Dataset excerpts

============

PR #991, opened 2019-12-18
AST module

acbart:
With my semester wrapping up, I wanted to make some pull requests for features I added during the semester. This one is probably not the most important, but its a big part of BlockPy's toolchain, so I wanted to get a sense of your interest. Others include `exec`, more info in exceptions, and a fix to special method lookup in classes.

This PR adds in an importable `ast` module that has the most of the core functionality you'd expect from CPython's `ast` library, including AST node classes, a `NodeVisitor` class, and a `parse` function. It also expands nodes to include ending lines and columns in addition to the starting attributes.

If you're interested, I'm willing to spend some time cleaning up some of the code further - I am passing all the test cases I wrote, at least, and none of the existing tests seem to be broken. Not sure how compatible this is with the other pull requests open right now. Probably should merge them in first and then make further modifications as required.

### DIFF
--- a/src/ast.js
+++ b/src/ast.js
@@ -402,10 +402,10 @@ function astForExceptClause (c, exc, body) {
     REQ(exc, SYM.except_clause);
     REQ(body, SYM.suite);
     if (NCH(exc) === 1) {
-        return new Sk.astnodes.ExceptHandler(null, null, astForSuite(c, body), exc.lineno, exc.col_offset);
+        return new Sk.astnodes.ExceptHandler(null, null, astForSuite(c, body), exc.lineno, exc.col_offset, exc.end_lineno, exc.end_col_offset);
     }
     else if (NCH(exc) === 2) {
-        return new Sk.astnodes.ExceptHandler(ast_for_expr(c, CHILD(exc, 1)), null, astForSuite(c, body), exc.lineno, exc.col_offset);
+        return new Sk.astnodes.ExceptHandler(ast_for_expr(c, CHILD(exc, 1)), null, astForSuite(c, body), exc.lineno, exc.col_offset, exc.end_lineno, exc.end_col_offset);
     }
     else if (NCH(exc) === 4) {
         if (Sk.__future__.python3 && CHILD(exc, 2).value == ",") {
@@ -415,7 +415,7 @@ function astForExceptClause (c, exc, body) {
         var expression = ast_for_expr(c, CHILD(exc, 1));
         e = ast_for_expr(c, CHILD(exc, 3));
         setContext(c, e, Sk.astnodes.Store, CHILD(exc, 3));
-        return new Sk.astnodes.ExceptHandler(ast_for_expr(c, CHILD(exc, 1)), e, astForSuite(c, body), exc.lineno, exc.col_offset);
+        return new Sk.astnodes.ExceptHandler(ast_for_expr(c, CHILD(exc, 1)), e, astForSuite(c, body), exc.lineno, exc.col_offset, exc.end_lineno, exc.end_col_offset);
     }
     Sk.asserts.fail("wrong number of children for except clause");
 }
@@ -463,7 +463,7 @@ function astForTryStmt (c, n) {
     }
 
     Sk.asserts.assert(!!finally_ || handlers.length != 0);
-    return new Sk.astnodes.Try(body, handlers, orelse, finally_, n.lineno, n.col_offset);
+    return new Sk.astnodes.Try(body, handlers, orelse, finally_, n.lineno, n.col_offset, n.end_lineno, n.end_col_offset);
 }
 
 function astForDottedName (c, n) {
@@ -476,10 +476,10 @@ function astForDottedName (c, n) {
     lineno = n.lineno;
     col_offset = n.col_offset;
     id = strobj(CHILD(n, 0).value);
-    e = new Sk.astnodes.Name(id, Sk.astnodes.Load, lineno, col_offset);
+    e = new Sk.astnodes.Name(id, Sk.astnodes.Load, lineno, col_offset, n.end_lineno, n.end_col_offset);
     for (i = 2; i < NCH(n); i += 2) {
         id = strobj(CHILD(n, i).value);
-        e = new Sk.astnodes.Attribute(e, id, Sk.astnodes.Load, lineno, col_offset);
+        e = new Sk.astnodes.Attribute(e, id, Sk.astnodes.Load, lineno, col_offset, n.end_lineno, n.end_col_offset);
     }
     return e;
 }
@@ -497,7 +497,7 @@ function astForDecorator (c, n) {
     }
     else if (NCH(n) === 5) // call with no args
     {
-        return new Sk.astnodes.Call(nameExpr, [], [], null, null, n.lineno, n.col_offset);
+        return new Sk.astnodes.Call(nameExpr, [], [], null, null, n.lineno, n.col_offset, n.end_lineno, n.end_col_offset);
     }
     else {
         return ast_for_call(c, CHILD(n, 3), nameExpr);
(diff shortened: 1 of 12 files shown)


acbart:
The parser also collects comments now too. That's a necessary bit for BlockMirror's block/text conversion algorithm, though it might be esoteric for others.

Oh, and I think some code for modules ended up in here, which I can move to the `exec` PR. That's related to the crazy global mangling that has to go on to make things `exec` keep namespaces separate.

rixner:
I am in favor of this pull request.  I looked over the code and it seems like this doesn't disrupt anything else in the core and it adds new functionality we don't currently have.

However, I can't run it right now, perhaps because I resolved the conflicts incorrectly (I didn't try very hard, admittedly)?  I'm also not sure why Travis is saying it passes the tests when there is a conflict?

Also, you changed ```Sk.builtin.module``` to take a module name as an argument, but you didn't change existing callers (I think there's only one in import.js) to properly pass the name.

Anyway, @acbart  if you can resolve the conflicts and get things in a condition you are happy with, I will be happy to approve this!

acbart:
Sorry I've been utterly unable to work on this lately! Our semester started a few weeks ago, which means my long winter break ended without the chance for me to contribute anything more while I was waiting for this to be approved. It seems like you've been able to incorporate some of my changes on your own, anyway. When the summer rolls around, hopefully I can get the rest of my changes integrated into wherever you end up.

rixner:
I would still very much like to see this merged. @acbart do you have time to bring it up to date?

acbart:
I plumb forgot about this, but I do have time now. When integrating @s-cork 's #1092 pull request I did have to make some changes to this module.  Is it worth waiting till that PR is merged in before trying to get this merged in? Or vice versa?

rixner:
I'd vote to clear the backlog of pull requests before we even consider #1092.  So, my vote is this should go first.

albertjan:
@acbart can you do this module without adding `end_line_no` and `end_col_offset` change?

rixner:
@albertjan is there a reason you don't want those changes?  I think we want those.  It's one of the things I needed to add for #1044.

albertjan:
Sure but I would rather see them as a separate PR. As they aren’t strictly necessary for the ast module. And it makes this PR harder to merge.

Get Outlook for iOS<https://aka.ms/o0ukef>

acbart:
I appreciate wanting to have them be separate, but that would be an awful lot of work on changing something I've already done. Plus, I'd really like to have the line endings in upstream Skulpt, it's currently making it much harder for me to merge in upstream changes. I have a little time today to make the already requested changes and resolve the simple merge conflict that was there, but if you want that change, it'll be a lot longer before I'd have the time needed.

acbart:
Okay, want to take another look? I'm passing all test cases and I don't think there are any conflicts to resolve.

src/ast.js
```diff
@@ -3363,5 +3378,115 @@ Sk.astDump = function (node) {
     return _format(node, "");
 };
 
+
+Sk.INHERITANCE_MAP = {
```
albertjan, line 3382: what does this do is this automatically generated?

src/parser.js
```diff
@@ -68,6 +69,11 @@ function findInDfa (a, obj) {
     return false;
 }
 
+// Add a comment
```
albertjan, line 72: our parser throws out comments? Does the cpython parser leave them in?

albertjan:
Can you see how many of these tests pass? https://github.com/python/cpython/blob/3.8/Lib/test/test_ast.py

src/parser.js
acbart: If I recall, both Skulpt and cpython toss the comments out.

src/ast.js
acbart: Not automatically generated. I believe this data ended up here largely out of convenience that came when authoring it, and I'm thinking now it needs to be moved into the `src/lib/ast.js` file instead. The idea is that this encodes the inheritance relationships that exist between nodes. Want it moved to the library AST file?

acbart:
To answer the question of how many tests pass: apparently almost none of them (I think 3 passed).

1. I haven't implemented any of the functionality for things like `fix_missing_locations`, `get_source_segment`, and `get_docstring`.
2. I added in a little functionality to create nodes manually (limited utility for my purposes), but that doesn't prepopulate their fields.
3. There's some wacky inheritance things that happen with the new `Constant` nodes that I don't think we should bother with until we have proper metaclassing. It's weird.
4. I believe I messed up the keyword arguments for `parse` and `dump`, but I don't know what the exact style is supposed to be. Is that documented somewhere?

Only #4 seems worth fixing to me, right now. I think someone else will have to feel strongly about 1-3, since I have no particular reason to make them happen.

albertjan:
Thanks @acbart. I'll try to have look tomorrow.

src/parser.js
albertjan: But you keep them in here? But I don't see where you use them.

src/module.js
```diff
@@ -1,7 +1,13 @@
...
  */
-Sk.builtin.module = function module () {
+Sk.builtin.module = function module (name) {
+    if (!(this instanceof Sk.builtin.module)) {
+        return new Sk.builtin.module(name);
+    }
+    this["$d"] = {__name__: name};
+    this["$d"]["__dict__"] = this["$d"];
+    return this;
 };
```
s-cork, line 11: Should we have the `__dict__` here? this would return a javascript object to the user no?

acbart: I totally defer to you on this one, I figured whatever I had in here would have to be heavily changed for your new PRs anyway. This is just what I had at this point in time. I note that my own local Skulpt (which integrates most of your changes, but not the latest ones) actually looks like this:

```javascript
Sk.builtin.module = Sk.abstr.buildNativeClass("module", {
// ...
        tp$init: function(args, kwargs) {
            Sk.abstr.checkArgsLen(this.tp$name, args, 1, 3);
            this["$d"] = {
                "__name__": args[0],
                "__package__": Sk.builtin.none.none$,
            };
            return Sk.builtin.none.none$;
        },
```

s-cork: Nice. Yeah, For this pr I'd remove the `__dict__` since the user won't get a python object if they try to access it. I guess this really should be a python dictionary in the future...

acbart: Does b92c363d246cd672250208165c4ad4a3ac9fbae4 handle this? I feel silly for letting my module stuff slip into this PR, it's not really all that relevant, ultimately.

test/unit3/test_ast.py
```diff
@@ -0,0 +1,1984 @@
...
+('Expression', ('Subscript', (1, 0), ('Name', (1, 0), 'a', ('Load',)), ('Slice', ('Name', (1, 2), 'b', ('Load',)), ('Name', (1, 4), 'c', ('Load',)), None), ('Load',))),
+('Expression', ('Name', (1, 0), 'v', ('Load',))),
+('Expression', ('List', (1, 0), [('Constant', (1, 1), 1, None), ('Constant', (1, 3), 2, None), ('Constant', (1, 5), 3, None)], ('Load',))),
+('Expression', ('List', (1, 0), [], ('Load',))),
+('Expression', ('Tuple', (1, 0), [('Constant', (1, 0), 1, None), ('Constant', (1, 2), 2, None), ('Constant', (1, 4), 3, None)], ('Load',))),
+('Expression', ('Tuple', (1, 0), [('Constant', (1, 1), 1, None), ('Constant', (1, 3), 2, None), ('Constant', (1, 5), 3, None)], ('Load',))),
+('Expression', ('Tuple', (1, 0), [], ('Load',))),
+('Expression', ('Call', (1, 0), ('Attribute', (1, 0), ('Attribute', (1, 0), ('Attribute', (1, 0), ('Name', (1, 0), 'a', ('Load',)), 'b', ('Load',)), 'c', ('Load',)), 'd', ('Load',)), [('Subscript', (1, 8), ('Attribute', (1, 8), ('Name', (1, 8), 'a', ('Load',)), 'b', ('Load',)), ('Slice', ('Constant', (1, 12), 1, None), ('Constant', (1, 14), 2, None), None), ('Load',))], [])),
+]
+main()
```
s-cork, line 1984: for this pr we'd need this unit test module to pass. I'd suggest commenting out all the tests that don't pass here...

test/test_ast.py
```diff
@@ -0,0 +1,94 @@
+import ast
```
s-cork, line 1: these tests don't fit with the style of skulpt. 
Can we turn these into unit tests?

src/parser.js
kolowy: Is there a better solution to parse comment ? I think this is not the optimal way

============

(EXERCISE DIRECTIONS): Write down again, exactly as given, only the lines above that fall from the line with "REQ(exc, SYM.except_clause);" to the line with "else if (NCH(exc) === 4)", inclusive.

(EXERCISE SOLUTION):
     REQ(exc, SYM.except_clause);
     REQ(body, SYM.suite);
     if (NCH(exc) === 1) {
-        return new Sk.astnodes.ExceptHandler(null, null, astForSuite(c, body), exc.lineno, exc.col_offset);
+        return new Sk.astnodes.ExceptHandler(null, null, astForSuite(c, body), exc.lineno, exc.col_offset, exc.end_lineno, exc.end_col_offset);
     }
     else if (NCH(exc) === 2) {
-        return new Sk.astnodes.ExceptHandler(ast_for_expr(c, CHILD(exc, 1)), null, astForSuite(c, body), exc.lineno, exc.col_offset);
+        return new Sk.astnodes.ExceptHandler(ast_for_expr(c, CHILD(exc, 1)), null, astForSuite(c, body), exc.lineno, exc.col_offset, exc.end_lineno, exc.end_col_offset);
     }
     else if (NCH(exc) === 4) {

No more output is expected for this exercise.